Figure 2. Idealized examples of the interactions of an excited (pulson-emitting) macron with other macrons.
A. Case I. Interactions with a target or detector macron. Detector macron becomes “visible” at a certain level of excitation by the emission of secondary pulsons or some other physical signal.
B.Case II. Passage of pulson signal through a line of macrons that is stationary relative to the macron responsible for the primary signal. The time-dependent nature of the excitation process decreases the average velocity of the signal through the line of macrons relative to the primary signal in a vacuum, i.e. v < c. If different frequencies are associated with different activation times, the transit time of the signal through the line would vary accordingly. The signal emerges from the line at a velocity c in this idealized case behind the advance of where the primary signal would be when compared with the situation for Case I.

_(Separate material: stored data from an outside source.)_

PR #3056, opened 2026-08-06
OASIS: stop the autonomous plane terminalizing session work (VTID-03516)

exafyltd:
## 🎯 VTID Reference

**VTID:** `VTID-03516`

**Layer:** `GOVERNANCE` (worker-orchestrator / vtid_ledger)

**Priority:** P0 — the system of record was asserting that almost all recent work had failed.

---

## 📋 Summary

25 VTIDs carried `status='rejected'` / `terminal_outcome='failed'` for work that is **merged and running in production** — including VTID-03480, whose fix was watched flipping `ok:false` → `ok:true` on live sessions. Rule 1 of `CLAUDE.md` is *"always treat OASIS as the single source of truth"*; nothing ever asserted the source of truth was telling it, so this ran unnoticed for six days.

**The writer, named outright by `oasis_events`:**

```
session allocates VTID, sets in_progress + spec_status=approved   (CLAUDE.md §4.1)
  → ~20-30s later worker-runner-a1846580 claims it
     …because that tuple IS the worker-runner's eligibility predicate
  → GOVERNANCE_CHECK passes 3/3
  → every worker stage fails in <1s:
       "Failed to initialize Anthropic client — ANTHROPIC_API_KEY may be missing"
  → vtid-terminalize        writes terminal_outcome='failed'
  → autopilot-controller    maps that to status='rejected'
```

`autopilot-controller.ts:1047` even says so: *"use 'rejected' for failed tasks (shows red)"*.

Correlation is total: **24/24** affected rows in the last 80 carry **both** a `worker_runner.claimed` event and the ANTHROPIC error, and the autopilot event timestamp matches the ledger's `updated_at` to the millisecond. (`updated_at` is not auto-maintained here — writers set it explicitly — which is why batch-identical values across unrelated VTIDs were real signal.)

**Reproduced live:** VTID-03516, allocated to investigate this, was itself rejected **66 seconds** after being set `in_progress`.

C.Case III. Passage of the signal from a source in motion toward a line of macrons. The first macron in the line is stimulated at a higher frequency than the first macron of Case II because of the relative velocity of the approaching criton fronts. Thereafter the transmission of the signal within the medium mimics the pattern of Case II. The transit time of the primary signal along a path of an equivalent length in free space would be impacted by the relative movement (vi) of the primary source with respect to the detector, i.e. it would be equal to vi + c.
D.Case IV. Passage of signal from a stationary source through a line of macrons that is in motion toward the source. As in Case III, the first macron will experience a higher-frequency. Signal transmission through the line of macrons will be mechanistically the same as Cases II & III. However, the translational velocity of the signal through the medium from primary source relative to the detector would be modified by both the activation time for the secondary pulsons and the velocity of the line of macrons. The emission velocity relative to the detector would be less than c, i.e. c – (velocity of medium). Frequency should be the same as source relative to the detector.
E.Case V. Excitation of a planer, uniform arrangement of macrons by a single macron source. The excitation profile is indicated to possess a linear orientation. (Later this linear response is related to the polarization phenomenon.) If such excited macrons emit secondary pulsons, their signals would be entangled in a temporal manner.